Christ Church was built as a chapel of ease to the parish church of St Bartholomew. Owing to Crewkerne's increasing population at the time, the existing accommodation provided by the parish church had become insufficient. By 1842, the town had a population of over 4,000, with the parish church containing 800 sittings, of which only 108 were available to the poor. A new district church was proposed in 1842, but the scheme failed to come to fruition. A vestry meeting held in 1846 resolved to erect galleries in the parish church, but the proposal was abandoned in favour of the construction of a chapel of ease. Some of the town's residents objected to the installation of galleries in the parish church on the grounds that they would "interfere with [the] beauty" of the interior.

A vestry meeting of 1851 saw the formation of a building committee for the chapel of ease scheme.
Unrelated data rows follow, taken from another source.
PR #215, opened 2015-05-18
Adds default value to filter option

old-grrt:
Adds ability to define a default value for a filter

```
filter :status, default: 'active'
```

By this time, a site at South Street had been acquired and a substantial donation of £1,000 received from Mr. William Hoskins of North Perrott. Mr. Hoskins expressed his desire to provide the poor of the parish with much-needed church accommodation and requested that two-thirds of the new church's seating be free and unappropriated. He was also against the proposal to erect galleries in the parish church in the fear it would "destroy [its] architectural beauty". The remaining sum required for the new church was raised by public subscription.

The plans for the new church were drawn up by the Crewkerne architect James Mountford Allen and Messrs John Chick of Beaminster hired as the builders. The foundation stone of the church was laid by Mr. Thomas Hoskins of Haselbury Plucknett on 31 August 1852, and the church was consecrated by the Bishop of Bath and Wells, the Right Rev. Robert Eden, on 20 September 1854. The total cost of the church, including endowments, amounted to £3,932.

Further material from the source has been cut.